Intérêt de la décision

Cet arrêt s’inscrit dans le cadre d’une problématique relativement récente, concernant les événements ayant un impact sur la santé psychique. Dans le cadre de celle-ci, se pose la question de savoir si les faits (qui apparaissent assez souvent anodins aux yeux des Cours et Tribunaux) sont susceptibles de causer la lésion. La Cour de Cassation a en effet précisé à diverses reprises que l’événement soudain au sens légal est l’événement qui a pu causer la lésion.

En l’espèce, la Cour du travail confirme la nécessité de prouver, dans le chef de la victime, que l’événement soudain est celui qui est effectivement susceptible de causer la lésion. Pour l’appréciation de ce critère, elle considère par ailleurs qu’il y a lieu de se référer non à la victime elle-même (influencée par son propre passé et son éventuel état antérieur psychologique) mais au regard de « l’homme normal ». Il s’agit dès lors d’apprécier si les faits relatés par la victime étaient susceptibles d’avoir un impact sur la santé de n’importe qui, placé dans les mêmes circonstances de fait.

Il semble ainsi que la Cour du travail de Liège se rallie à la position de l’entreprise d’assurances, selon laquelle si l’impact de l’événement résulte exclusivement de l’état antérieur de la victime (par exemple des troubles psychologiques ou psychiatriques déjà présents avant l’accident), l’on ne peut retenir l’existence même d’un événement soudain.

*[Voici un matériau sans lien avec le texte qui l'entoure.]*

PR #1533, opened 2016-06-20
Add datetime functions to 'dt' namespace.

stefanseefeld:
This PR adds various functions to the 'dt' namespace.
To mimic pandas, there are actually two distinct namespaces, one for `datetime` types, the other for `timedelta` types, both named `dt`.

### DIFF
--- a/blaze/expr/datetime.py
+++ b/blaze/expr/datetime.py
@@ -30,7 +30,8 @@ class DateTime(ElemWise):
         return '%s.%s' % (str(self._child), type(self).__name__.lower())
 
     def _schema(self):
-        return dshape(self._dtype)
+        ds = dshape(self._dtype)
+        return ds if not isinstance(self._child.schema.measure, datashape.Option) else datashape.Option(ds)
 
     @property
     def _name(self):
--- a/blaze/expr/datetime.py
+++ b/blaze/expr/datetime.py
@@ -4,6 +4,8 @@ from .expressions import ElemWise, schema_method_list, method_properties
 
 import datashape
 from datashape import dshape, isdatelike, isnumeric
+from datashape.coretypes import timedelta_
+from ..compatibility import basestring
 
 
 __all__ = ['DateTime', 'Date', 'date', 'Year', 'year', 'Month', 'month', 'Day',
@@ -13,6 +15,11 @@ __all__ = ['DateTime', 'Date', 'date', 'Year', 'year', 'Month', 'month', 'Day',
            'date', 'Time', 'time', 'week', 'nanoseconds', 'seconds', 'total_seconds',
            'UTCFromTimestamp', 'DateTimeTruncate',
            'Ceil', 'Floor', 'Round', 'strftime']
+
+
+def _validate(var, name, type, typename):
+    if not isinstance(var, type):
+        raise TypeError('"%s" argument must be a %s'%(name, typename))
 
 
 class DateTime(ElemWise):
@@ -332,14 +339,18 @@ class dt_ns(object):
     def days_in_month(self):
         return days_in_month(self.field)
     def strftime(self, format):
+        _validate(format, 'format', basestring, 'string')
         return strftime(self.field, format)
     def truncate(self, *args, **kwargs):
         return truncate(self.field, *args, **kwargs)
     def round(self, freq):
+        _validate(freq, 'freq', basestring, 'string')
         return Round(self.field, freq)
     def floor(self, freq):
+        _validate(freq, 'freq', basestring, 'string')
         return Floor(self.field, freq)
     def ceil(self, freq):
+        _validate(freq, 'freq', basestring, 'string')
         return Ceil(self.field, freq)
     def week(self):
         return week(self.field)
@@ -358,7 +369,7 @@ class seconds(DateTime): _dtype = datashape.int64
 class total_seconds(DateTime): _dtype = datashape.int64
 
 
-class td_ns(object):
+class timedelta_ns(object):
 
     def __init__(self, field):
         self.field = field
@@ -369,18 +380,17 @@ class td_ns(object):
     def total_seconds(self): return total_seconds(self.field)
 
 
-class td(object):
+class timedelta(object):
 
     # pandas uses the same 'dt' name for
     # DateTimeProperties and TimedeltaProperties.
     __name__ = 'dt'
 
     def __get__(self, obj, type=None):
-        return td_ns(obj) if obj is not None else self
+        return timedelta_ns(obj) if obj is not None else self
 
 
 def isdeltalike(ds):
-    from datashape.coretypes import timedelta_
     return ds == timedelta_
 
 schema_method_list.extend([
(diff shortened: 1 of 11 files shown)


stefanseefeld:
Here are some missing functions, for which I either didn't find any docs (in pandas), or found the docs to be not very clear.

* `to_pydatetime()`
  Does this take a string and parses it into a datetime instance ?
* `to_pytimedelta()`
  Likewise, what is the input, what the output type ?
* `normalize()`
  Not sure what this is doing.
* `tz`
  This may return `None` (if no timezone info is present in the input string), and I'm not sure how to handle that.

kwmsmith:
> `to_pydatetime()`

I imagine that this takes the underlying numpy datetime type and converts it to the equivalent python `datetime.datetime` instance, but I'd have to check.  Same for `to_pytimedelta()`.

> normalize() Not sure what this is doing.

Agreed.  Options are to:
* leave it out of Blaze for now
* look at its implementation and divine its purpose from that, and make a Pandas documentation PR :)


For `tz`, it is an attribute I take it, correct?  Currently Blaze allows you to do things like

```python
t.col.hour
t.col.minute
# etc ...
```

For datetime columns -- could we do something similar for `.tz`?  And its datashape would be an option type to handle the missing timezones.  Am I misunderstanding something?

stefanseefeld:
In contrast to `t.col.hour`, which will always return a value, `t.col.tz` may return `None`, and I'm not sure how to convert that into a valid item.

blaze/expr/datetime.py
```diff
@@ -222,10 +246,149 @@ def truncate(expr, *args, **kwargs):
...
+        return dt_ns(obj) if obj is not None else self
+
+
+class days(DateTime): _dtype = datashape.int64
+class nanoseconds(DateTime): _dtype = datashape.int64
+class seconds(DateTime): _dtype = datashape.int64
+class total_seconds(DateTime): _dtype = datashape.int64
+
+
+class td_ns(object):
```
kwmsmith: Can we rename this to something like `timedelta_ns`?  Using `td` as the abbreviation isn't obvious at first glance.

blaze/expr/datetime.py
```diff
@@ -222,10 +246,149 @@ def truncate(expr, *args, **kwargs):
...
+    def __init__(self, field):
+        self.field = field
+
+    def days(self): return days(self.field)
+    def nanoseconds(self): return nanoseconds(self.field)
+    def seconds(self): return seconds(self.field)
+    def total_seconds(self): return total_seconds(self.field)
+
+
+class td(object):
```
kwmsmith: Same as above -- can we call this class `timedelta` or something similar?

blaze/expr/datetime.py
```diff
@@ -222,10 +246,149 @@ def truncate(expr, *args, **kwargs):
...
+    # pandas uses the same 'dt' name for
+    # DateTimeProperties and TimedeltaProperties.
+    __name__ = 'dt'
+
+    def __get__(self, obj, type=None):
+        return td_ns(obj) if obj is not None else self
+
+
+def isdeltalike(ds):
+    from datashape.coretypes import timedelta_
```
kwmsmith: Move `import` to top of module.

blaze/expr/datetime.py
stefanseefeld: sure.

blaze/expr/tests/test_datetime.py
```diff
@@ -1,5 +1,6 @@
 from blaze.expr import symbol
-from blaze.expr.datetime import isdatelike
+import blaze.expr.datetime as bdt
+#from blaze.expr.datetime import isdatelike
```
kwmsmith: Dev cruft.

blaze/expr/datetime.py
```diff
@@ -222,10 +246,149 @@ def truncate(expr, *args, **kwargs):
...
+        return is_quarter_start(self.field)
+    def is_quarter_end(self):
+        return is_quarter_end(self.field)
+    def is_year_start(self):
+        return is_year_start(self.field)
+    def is_year_end(self):
+        return is_year_end(self.field)
+    def days_in_month(self):
+        return days_in_month(self.field)
+    def strftime(self, format):
```
kwmsmith: For the methods that take a `format` string argument, when is validation done?  At a minimum we want to raise a `TypeError` as early as possible if `format` isn't a string; ideally we'd validate that `format`'s value is correct, if possible.

stefanseefeld: I agree on the early validation. But I'm not sure what constitutes a "correct" value, and thus I'm not sure we can do more than make sure it's a string.

kwmsmith: It's likely not feasible to validate the value of `format` for `strftime()`, but even just checking its type beforehand is useful -- the more we can verify at expression-creation time the better.

blaze/expr/datetime.py
```diff
@@ -119,6 +129,27 @@ def utcfromtimestamp(expr):
     return UTCFromTimestamp(expr)
 
 
+class nanosecond(DateTime): _dtype = datashape.int64
```
kwmsmith: This is probably getting annoying by now, but we need to think about Option types and datetimes, so I think we need to do something like:

```python
class week(DateTime):
    @property
    def _dtype(self):
        return datashape.int64 if self._child._dtype == datashape.datetime_ else Option(datashape.datetime_)
```

And similar for the `string` and `bool_` `_dtype`s here.

stefanseefeld: True. I had simply cloned from the existing classes above. I assume I should fix all of those as well while I'm at it ?

kwmsmith: Yes, looks like they all need to be consistent.

stefanseefeld: I'm testing what I thought to be the obvious solution: https://github.com/stefanseefeld/blaze/commit/99c1bc637cda7a05c523d75e0f6c4943d450df79, which results in test failures in blaze/server/tests/test_server.py::test_minute_query (https://travis-ci.org/stefanseefeld/blaze/jobs/143455858). Trying to debug this now...

stefanseefeld: It turns out the mismatch is caused by https://github.com/blaze/odo/blob/master/odo/backends/pandas.py#L25, were `datetime_` is detected as "possibly_missing". What is the rationale for this ?
Should I adjust the failing test (by marking the expected schema as '?int64'), or does this require fixing in odo ?
(It would be good to have at least a bit of inline comments or even documentation in odo's `dshape_from_pandas` to help people understand the intent...)

stefanseefeld: OK, the last commit addresses the above and adjusts a test to use a changed expectation.

stefanseefeld:
I noticed an issue with the documentation build, but am not sure whether that's caused by a misconfiguration or something else: None of the cross references I checked (e.g. `:func:...`) are compiled into links. I didn't see anything wrong, so perhaps that's a problem with my local sphinx install.

kwmsmith:
> I noticed an issue with the documentation build, but am not sure whether that's caused by a misconfiguration or something else: None of the cross references I checked (e.g. :func:...) are compiled into links. I didn't see anything wrong, so perhaps that's a problem with my local sphinx install.

Yes, am working to carve out time for a documentation overhaul over the next quarter or so.

Issue #1532, opened 2016-06-20
vectorized string function naming scheme


kwmsmith:
I like the `t.col.str.upper()` API (and likewise for datetime, with `t.col.dt.zzz()`).

I'm not wild about our current string function naming scheme:
* `str_find`
* `str_len`
* `str_upper`
* etc.

I'd much rather we recommend something like:

```python
from blaze import string as bstr

bstr.len(t.col) == t.col.str.len()
bstr.upper(t.col) == t.col.upper()
# etc...
```

That way the function-level API is much more streamlined, and we let the user determine how they are to be namespaced.

@llllllllll @stefanseefeld Thoughts?

stefanseefeld:
I fully agree. I find the 'str_' prefix quite redundant, given that these symbols already come from the 'strings' module.

llllllllll:
Is this just for the functional form of the expressions? I think the `expr.str.*` is nice for methods but I would support this for the functional versions.

kwmsmith:
> Is this just for the functional form of the expressions?

Yes, exactly -- the method form would remain `expr.str.zzz()`, which would be equivalent to `bstr.zzz(expr)`.

stefanseefeld:
Do we need to support the existing API (and deprecate it) ?

stefanseefeld:
This is being addressed by https://github.com/blaze/blaze/pull/1538.

Note that there are two distinct types of redundancy:

* The naming of functions in the blaze.expr.strings module.
* The appearance of certain methods both within the `str` namespace as well as outside it. (Example: the `s.name.str.len()` method can also be spelled `s.name.str_len()`. The latter is now implicitly deprecated by virtue of the stand-alone `str_len()` function being deprecated.

kwmsmith:
Closed by #1538.

PR #1538, opened 2016-06-30
Clean up redundant naming.

stefanseefeld:
This addresses https://github.com/blaze/blaze/issues/1532.

Note that there are two distinct sets of redundancies, both of which are addressed:

* functions within `blaze.strings` using a 'str_' prefix
* string functions appearing both within the `str` attribute as well as outside it (e.g. `s.name.str.len()` vs. `s.name.str_len()`).

Both have been addressed with this PR, with the old names being deprecated.
(There appears to be a bug in `py.test` that triggered the error "Recursion detected..." when the old functions were used, so I had to update all tests to use the new functions instead. See https://github.com/pytest-dev/pytest/issues/70. I couldn't reproduce any of those recursions when testing the old / new functions manually.)

### DIFF
--- a/.travis.yml
+++ b/.travis.yml
@@ -45,7 +45,6 @@ install:
 
   - if [[ $TRAVIS_PYTHON_VERSION == '2.7' || $TRAVIS_PYTHON_VERSION == '3.4' ]]; then conda install spark=$SPARK_VERSION -c blaze -c anaconda-cluster; fi
   - if [[ $TRAVIS_PYTHON_VERSION == '2.7' ]]; then conda install pyhive -c blaze; fi
-  - if [[ $TRAVIS_PYTHON_VERSION == '2.7' ]]; then pip install future; fi
 
   # blaze required deps
   - pip install git+https://github.com/blaze/datashape
--- a/.travis.yml
+++ b/.travis.yml
@@ -45,6 +45,7 @@ install:
 
   - if [[ $TRAVIS_PYTHON_VERSION == '2.7' || $TRAVIS_PYTHON_VERSION == '3.4' ]]; then conda install spark=$SPARK_VERSION -c blaze -c anaconda-cluster; fi
   - if [[ $TRAVIS_PYTHON_VERSION == '2.7' ]]; then conda install pyhive -c blaze; fi
+  - if [[ $TRAVIS_PYTHON_VERSION == '2.7' ]]; then pip install future; fi
 
   # blaze required deps
   - pip install git+https://github.com/blaze/datashape
--- a/blaze/compute/pandas.py
+++ b/blaze/compute/pandas.py
@@ -290,16 +290,10 @@ def compute_up(expr, data, **kwargs):
     return compute_up(expr._child.distinct().count(), data, **kwargs)
 
 
-# No mapping needed - the original names work just fine.
-string_func_names = {
-    # <blaze function name>: <pandas function name>
-}
-
-
 @dispatch(UnaryStringFunction, Series)
 def compute_up(expr, data, **kwargs):
     name = type(expr).__name__
-    return getattr(data.str, string_func_names.get(name, name))()
+    return getattr(data.str, name)()
 
 @dispatch(Replace, Series)
 def compute_up(expr, data, **kwargs):
--- a/blaze/compute/pandas.py
+++ b/blaze/compute/pandas.py
@@ -290,23 +290,10 @@ def compute_up(expr, data, **kwargs):
     return compute_up(expr._child.distinct().count(), data, **kwargs)
 
 
-string_func_names = {'str_len': 'len',
-                     'strlen': 'len',
-                     'str_upper': 'upper',
-                     'str_lower': 'lower',
-                     'str_capitalize': 'capitalize',
-                     'str_strip': 'strip',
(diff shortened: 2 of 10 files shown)


stefanseefeld:
This currently fails on Python 2.7 in the `blaze/compute/tests/test_sparksql.py` tests. Unfortunately I'm unable to run those as I'm unable to install the required packages on my Fedora 23 laptop: `pyhive` needs an external `libsasl2.so.2` library that is not available for my platform.

stefanseefeld:
Problem fixed.

stefanseefeld:
The recently introduced functions using the `str_` prefix have simply been renamed. The ones already present in the previous release have been formally deprecated.

blaze/compute/pandas.py
```diff
@@ -290,23 +290,10 @@ def compute_up(expr, data, **kwargs):
...
-                     'str_isalnum': 'isalnum',
-                     'str_isalpha': 'isalpha',
-                     'str_isdecimal': 'isdecimal',
-                     'str_isdigit': 'isdigit',
-                     'str_islower': 'islower',
-                     'str_isnumeric': 'isnumeric',
-                     'str_isspace': 'isspace',
-                     'str_istitle': 'istitle',
-                     'str_isupper': 'isupper'}
+# No mapping needed - the original names work just fine.
```
kwmsmith: Is there any reason to keep this now-empty mapping around anymore?  My vote is to remove it if it isn't necessary.

blaze/compute/sql.py
```diff
@@ -1198,9 +1197,10 @@ def compute_up(t, s, **kwargs):
     return s.like(t.pattern.replace('*', '%').replace('?', '_'))
 
 
-string_func_names = {# <blaze function name>: <SQL function name>
-                     'str_upper': 'upper',
-                     'str_lower': 'lower'}
+# No mapping needed - the original names work just fine.
```
kwmsmith: Same comment as above...

blaze/expr/strings.py
```diff
@@ -87,41 +90,32 @@ class UnaryStringFunction(ElemWise):
...
-class str_isalnum(UnaryStringFunction): schema = bool_
-class str_isalpha(UnaryStringFunction): schema = bool_
-class str_isdecimal(UnaryStringFunction): schema = bool_
-class str_isdigit(UnaryStringFunction): schema = bool_
-class str_islower(UnaryStringFunction): schema = bool_
-class str_isnumeric(UnaryStringFunction): schema = bool_
-class str_isspace(UnaryStringFunction): schema = bool_
-class str_istitle(UnaryStringFunction): schema = bool_
-class str_isupper(UnaryStringFunction): schema = bool_
+class isalnum(UnaryStringFunction): schema = bool_
```
kwmsmith: Are these `schema` correct?  Shouldn't they be `@property` like the `class lower` and `class upper`, since `isalpha` on an `Option(string)` column should return an `Option(bool_)` dshape, correct?

blaze/compute/pandas.py
stefanseefeld: I was wondering that, too. We can reintroduce it if we have to...
I'll remove it.

.travis.yml
```diff
@@ -45,6 +45,7 @@ install:
 
   - if [[ $TRAVIS_PYTHON_VERSION == '2.7' || $TRAVIS_PYTHON_VERSION == '3.4' ]]; then conda install spark=$SPARK_VERSION -c blaze -c anaconda-cluster; fi
   - if [[ $TRAVIS_PYTHON_VERSION == '2.7' ]]; then conda install pyhive -c blaze; fi
+  - if [[ $TRAVIS_PYTHON_VERSION == '2.7' ]]; then pip install future; fi
```
kwmsmith: Where is the `future` package used in the code below?  I'm not able to find it.

stefanseefeld: The `builtins` package (used in the `slice` function) is available in Python 2 only  if 'future' is installed.

llllllllll: in py2 slice is in `__builtin__`, instead of adding a new package can we just put slice in compat?

blaze/expr/strings.py
```diff
@@ -87,41 +90,32 @@ class UnaryStringFunction(ElemWise):
...
-class str_isalnum(UnaryStringFunction): schema = bool_
-class str_isalpha(UnaryStringFunction): schema = bool_
-class str_isdecimal(UnaryStringFunction): schema = bool_
-class str_isdigit(UnaryStringFunction): schema = bool_
-class str_islower(UnaryStringFunction): schema = bool_
-class str_isnumeric(UnaryStringFunction): schema = bool_
-class str_isspace(UnaryStringFunction): schema = bool_
-class str_istitle(UnaryStringFunction): schema = bool_
-class str_isupper(UnaryStringFunction): schema = bool_
+class isalnum(UnaryStringFunction): schema = Option(bool_)
```
kwmsmith: Shouldn't these schema be something like:

```python
@property
def schema(self):
    return datashape.bool_ if self._child.schema == datashape.string else datashape.Option(datashape.bool_)
```

?

kwmsmith:
@stefanseefeld looks good.  I'll merge and add a `whatsnew` entry.

PR #1540, opened 2016-07-05
Issue #1518: Add a new sort API.

skrah:
I'm not sure how to attach a pull request to an issue, so this supersedes #1518.

The name `sort2` isn't very nice, but I think there is no good way of adding the new functionality to the existing `sort` function.


kwmsmith:
@skrah Apologies for taking so long to get to this PR.

I see that you allow the the `asc` and `desc` expressions to be `compute`d directly and act, essentially, an alias to `sort(asc(col))` and `sort(desc(col))`.

API-wise, I was thinking more that `asc` and `desc` are meant to be auxiliary expressions that flag the column's sort order, and don't do anything when `compute`d outside the context of a containing `sort`.

One way to handle this would be to absorb the `asc` and `desc` exprs into the `sort2` object's attributes itself, so that by the time `compute` is called, no `asc` or `desc` objects remain.  With that API, `asc` and `desc` are meant to make the `sort` API easier to use, but do not show up at `compute` time at all.  Any attempt to `compute` `asc` or `desc` would be an error.

That way we don't have to implement `compute_up` for `Key` expressions at all.

Looking over the rest of the PR currently.

skrah:
@kwmsmith I think I took the idea of (optionally) computing ```asc()``` directly from https://github.com/blaze/blaze/issues/1518#issuecomment-224066762 .

I got used to it pretty quickly (i.e. I no longer wanted to type ```sort(asc('a'))``` when I just wanted to sort a column), but it *does* of course add complexity to the implementation.

kwmsmith:
I see, and I see how you could come to that conclusion from the comment without more context :)

Unless I misunderstand @llllllllll, what I understood there was just that we would support two ways of creating an `asc` expression object: via the function call interface `asc(t.col)` or the method call interface `t.col.asc()`.  It was not meant to imply that the `asc` expression was itself a computable thing.

The underlying inspiration for the interface comes from SQL dialects, like PostGreSQL, and the desire to keep the `asc` and `desc` attributes close to the columns they're describing, rather than in a separate boolean array, as in Pandas (currently).

To keep things simpler, please remove the `compute_up` implementations for `Key` expressions.

llllllllll:
I agree that `Key` should not be computable, we should probably have `compute_up` raise an exception that says "You probably needed a `sort` expr"

skrah:
Okay, I have one more question here: Is ```asc(t.col)``` allowed to created a ```Sort``` expression under the hood?  I somehow got the impression that the names of the factory functions always must match the names of the expression objects.

llllllllll:
No, I think `asc(expr)` should be the same as `expr.asc()`, it is just nice for things like `map`

kwmsmith:
> No, I think asc(expr) should be the same as expr.asc(), it is just nice for things like map
 
Agreed.

llllllllll:
The primary reason for supporting both apis is to allow people to write code in whatever way makes sense for them. The methods feel very natural for people coming from pandas/numpy; however, for many pure functional operations (which blaze promotes) a free functions is more natural. This is also tied to the implementation where we will write the method as a free function and then dynamically register it to types using the dshape or schema maps.

skrah:
I've taken out the ```Key``` computations.  I'm not sure what to do about ```Key``` inheriting from ```Expr```.   If it can't be computed, should it be an expression at all? Currently it still has a dshape.

blaze/expr/collections.py
```diff
@@ -31,19 +33,200 @@
...
+        try:
+            child = obj._child
+        except AttributeError:
+            return None, None
+        if isinstance(obj, Field) and _isrecord(child):
+            return child, obj
+        obj = child
+
+
+def _extract_key_args(first, second, func):
```
kwmsmith: There is a lot of logic in here, it looks like you're being very thorough, which is excellent.  Can you summarize the cases that you're covering?  I see things like `asc(data, 'a')`, etc, which at first glance, does not strike me as the API we want to expose to the user.

The main cases to cover would be:
* `t.sort(asc(t.a), desc(t.b), ...)`
* `t.sort(asc('a'), desc('b'), ...)`

When would the multi-argument version come in to play?

blaze/compute/sql.py
```diff
@@ -952,6 +953,42 @@ def compute_up(expr, data, **kwargs):
                               group_by=grouper)
```
kwmsmith: Can you refactor the three `compute_up()` implementations to call a common internal function, since they all have the same core logic?

llllllllll:
sorry for not commenting on this sooner, but why do we have a `sort2`, why can't sort just start accepting `asc` or `desc` objects. This should be backwards compatible.

kwmsmith:
> sorry for not commenting on this sooner, but why do we have a sort2, why can't sort just start accepting asc or desc objects. This should be backwards compatible.

The current signature for `sort` is:

```python
sort(child, key=None, ascending=True)
```

Once `sort2` becomes `sort`, its sig will be:

```python
sort(child, *keys)
```

Until we're at that point, mixing `asc`, `desc`, and the `ascending` argument in the current `sort` can lead to confusion and ambiguities, and more logic to implement and test.  For example:

```python
t.sort([asc(t.a), desc(t.b)], ascending=['b'])
```

 I'd rather keep the new stuff separate, and eventually remove the old `sort` after deprecating.

blaze/expr/collections.py
skrah: Good point.  Things like ```asc(data, 'a')``` are actually leftovers from the previous version that could compute ```data.a.asc()```.

I was waiting with this particular cleanup because I wasn't sure if ```Key``` should be an expression and have a ```dshape``` etc.  Can/should expressions have a dshape even if they aren't computable?

llllllllll: I don't event think `asc` and `desc` need to be subclasses of `Expr`. They are not expressions. It could even be that `asc(a.b)` returns a `SortKey(field=a.b, ascending=True)` object and `desc(a.b)` returns a `SortKey(field=a.b, ascending=False)` object. I think that making them exprs will only complicate things. How does this sound?

blaze/expr/collections.py
```diff
@@ -31,19 +33,200 @@
...
+
+    @property
+    def _name(self):
+        return self._child._name
+
+    def __str__(self):
+        return "%s.sort2(%s)" % (self._child, ", ".join(str(x) for x in self.keys))
+
+
+def sort2(first, *rest):
```
llllllllll: How do you feel about just calling this `sort_values` or `sorted`. I would not think to use `sort2` over sort.

llllllllll: also, should we make `sort` raise a deprecation warning?

blaze/expr/collections.py
```diff
@@ -831,7 +1014,7 @@ def shift(expr, n):
     return Shift(expr, n)
 
 
-dshape_method_list.extend([(iscollection, set([sort, head, tail, sample])),
+dshape_method_list.extend([(iscollection, set([asc, desc, sort, sort2, head, tail, sample])),
```
llllllllll: we only want `asc` and `desc` on `Field` objects, right?

blaze/expr/collections.py
```diff
@@ -31,19 +33,200 @@
...
+
+    """Expression sorted in ascending or descending order"""
+
+    _arguments = '_child', 'table', '_key', 'ascending'
+
+    def _dshape(self):
+        return self._child.dshape
+
+    @property
+    def key(self):
```
llllllllll: why do we return a copy in this property?

blaze/expr/collections.py
```diff
@@ -31,19 +33,200 @@
...
+
+    @property
+    def _name(self):
+        return self._child._name
+
+    def _copy(self):
+        """Create a copy of self, detached from any specific table."""
+        return Key(None, None, self._key, self.ascending)
+
+    def _invert(self):
```
llllllllll: I don't think we should allow `~a.b.asc()` to mean `a.b.desc()`. I have no intuition for the unary invert meaning flip the order.

blaze/expr/collections.py
kwmsmith: I don't have a strong opinion on the name -- eventually the current `sort` will be replaced with this new thing, so in the long run, we'll only have `sort`.

+1 on raising a deprecation warning in current `sort`.

blaze/expr/collections.py
skrah: Sounds good.   Do you prefer ```SortKey```?  I have no preference.

blaze/expr/collections.py
kwmsmith: Keeping it narrow to begin with seems good to me.

blaze/expr/collections.py
kwmsmith: Agreed.

blaze/expr/collections.py
skrah: Some test case expected a list instead of a tuple.  Multiple keys are again a leftover from ```data.asc() == data.asc(keys=['a', 'b', ...])```.

blaze/expr/collections.py
kwmsmith: > How does this sound?

+1

blaze/expr/collections.py
skrah: Ah, ```_invert``` is a reserved name.  I just used it here as an ad-hoc name to be used in ```_subexpr_optimize()```.  Perhaps ```_reverse_copy```.

llllllllll: it is only reserved for blaze exprs to dynamically update the `__invert__` method.

blaze/expr/collections.py
skrah: @kwmsmith @llllllllll I think I've addressed all comments except for this one.

 We currently allow ```data.sort_values('a', 'b')```,  which is probably a good shorthand for ```data.sort_values(data.a.asc(), data.b.desc())```.

Do I understand correctly that ```data.sort_values(desc('a'), desc('b'))``` should be disallowed?

skrah: There may be another problem with desc(). With the existing API it is simple to sort by all columns in descending order:

```python
str(bz.compute(data.sort(ascending=False)))
'SELECT numeric_table2.id, numeric_table2.alpha, numeric_table2.beta, numeric_table2.gamma, numeric_table2.delta \nFROM numeric_table2 ORDER BY numeric_table2.id DESC, numeric_table2.alpha DESC, numeric_table2.beta DESC, numeric_table2.gamma DESC, numeric_table2.delta DESC'
```

Now all columns have to be enumerated -- I think that was part of the reason why the first patch allowed ```data.desc()```.

datnamer:
> This is also tied to the implementation where we will write the method as a free function and then dynamically register it to types using the dshape or schema maps.

@llllllllll can you elaborate  on this. Is it currently implemented?

postelrich:

PR #1543, opened 2016-07-13
MNT: Remove blaze/expr/table.py

pratapvardhan:
This PR removes `blaze/expr/table.py` -- #1441 (Remove Table and TableSymbol) removed this file, but was later re-introduced by older PR (#1348)


llllllllll:
Oh, that must have snuck back in when I rebased, that was a large PR. Thanks for removing this again.

PR #1547, opened 2016-07-21
Python 3.5 support

kwmsmith:


kwmsmith:
@llllllllll this is ready for you to review.

* I removed the `blaze/expr/parse.py` since no one is using `exprify()` and its tests were failing under py 3.5.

Cet arrêt illustre donc de manière très claire la problématique, à savoir que, en l’absence de lien causal vraisemblable, c’est la notion même d’événement soudain qui sera rejetée.

Cette voie nous parait cependant assez hasardeuse, dès lors qu’elle aboutit en définitive à faire supporter à la victime (qui a la charge de la preuve de l’événement soudain) la charge de la preuve du lien causal entre la lésion dont elle demande la réparation et l’événement établi qu’elle épingle. Si cette question était abordée dans le cadre du renversement de la présomption légale de causalité, la victime serait indemnisée pour autant qu’il ne soit pas établi que le dommage se soit réalisé de la même façon et dans la même mesure.

Il est donc manifeste que, sous cet angle précis, la position de la victime est renforcée et le rôle de la présomption réaffirmé.

Notons encore, concernant l’arrêt commenté, que celui-ci identifie l’événement soudain à partir des faits établis du dossier, sans se soucier des impressions subjectives invoquées par l’intéressée, ce qui rejoint un certain courant de jurisprudence, notamment bruxellois.